Any help would be appreciated!


----------



## bobgaggle (Apr 4, 2017)

I'm not an expert when it comes to stage floors, but since you want to build a deck for each production, the needs of that production will dictate how you construct the floor. There's no one way that will work every time. For example, I built a show where the designer wanted a rough sawn floor (like a barn floor) and also wanted tracking wagons. Hard to get something to roll smooth on a rough floor. The solution was to place surfaced hardwood strips where the casters would roll and paint them into neighboring rough boards. Turntables will effect the structure under the deck. 

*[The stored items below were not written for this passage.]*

PR #237, opened 2024-11-23
Refactor `BaseM`

EarlMilktea:
**Context (if applicable):**

Related to #178 .

**Description of the change:** (WIP)

- Respect the original intention to introduce `BaseM`

### DIFF
--- a/graphix/command.py
+++ b/graphix/command.py
@@ -51,10 +51,19 @@ class N(_KindChecker):
 
 
 @dataclasses.dataclass
-class M(_KindChecker):
-    """Measurement command. By default the plane is set to 'XY', the angle to 0, empty domains and identity vop."""
+class BaseM:
+    """Base class for measurement command.
+
+    This class does not contain any data except for the node to measure.
+    """
 
     node: Node
+
+
+@dataclasses.dataclass
+class M(BaseM, _KindChecker):
+    """Measurement command. By default the plane is set to 'XY', the angle to 0, empty domains and identity vop."""
+
     plane: Plane = Plane.XY
     angle: float = 0.0
     s_domain: set[Node] = dataclasses.field(default_factory=set)
@@ -136,8 +145,6 @@ if sys.version_info >= (3, 10):
 else:
     Command = Union[N, M, E, C, X, Z, S, T]
     Correction = Union[X, Z]
-
-BaseM = M
 
 
 @dataclasses.dataclass


EarlMilktea:
@jemappellesami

A simple stage deck commonly used will be two layers of 3/4" ply capped with 1/4" Masonite. The maso gets replaces when its really beat up or has so much paint nothing will roll on it. I knew a guy who made coasters for his coffee table out of an old deck that had 3/8" of paint on it. Pretty cool to look at in section...


----------



## RickR (Apr 4, 2017)

Touring Broadway shows tend to use thin platforms with coffin locks to hold everything together. The construction varies widely especially on those with automation tracks! I've even seen the tracks built as whole units and the rest is cut to fit it in, rather than have the mechanism make the panel transitions.


----------



## SteveB (Apr 4, 2017)

IMDrew said:


> Hi everyone, I just found this site and am completely new to these forums but have a burning question I've been trying to solve for years. We are doing various musical productions and now want to build our own showdecks for each individual production. With tracks, turntables, lifts, special effects etc. built in them.
> 
> Does anyone know what the big broadway shows use as decks/how they make them? I know they usually build a metal framework with wood on top, but how do they paint/coat it and what kind of wood do they use? Sometimes the floors look much more durable than normally painted wood and almost plastic-like. Also, we painted our last wooden floor and coated it, but we did a taproutine on it and it muted all the tap sound. Really looking for solutions.
> 
> Any help would be appreciated!



Broadway show decks are custom for each show as well as being dependent on the theater the show is opening in as well as potentially moving to, down the road (Yes - shows move to different theaters on occasion). Each is going to be different due to changing requirements for tracked scenery and props, traps, etc... and each is custom designed according to the technical requirements.


----------



## Van (Apr 4, 2017)

Oh Boy! this is an Undertaking! I think one could write a book simply explaining the design and engineering decisions that go into building show decks. As @SteveB stated, each is custom in design and purpose. I don't think you'll hear anyone here say "Don't Do It" but it is an ambitious undertaking, not knowing anything about your venue. Most "Broadway" style show decks I've dealt with are: steel framed, 2"- 6" thick, broken into as few pieces as is reasonable to handle (weight and trucking dimensions), and they tend to inter-lock with either coffin locks or roto-locks. 
Depending on whether or not there are moving scenic elements, the weights involved, the system being used to move the scenic elements... All of these are things that go into the design and engineering process of a show deck.


----------



## derekleffew (Apr 4, 2017)

Van said:


> ... and they tend to inter-lock with either coffin lock s or roto-lock s.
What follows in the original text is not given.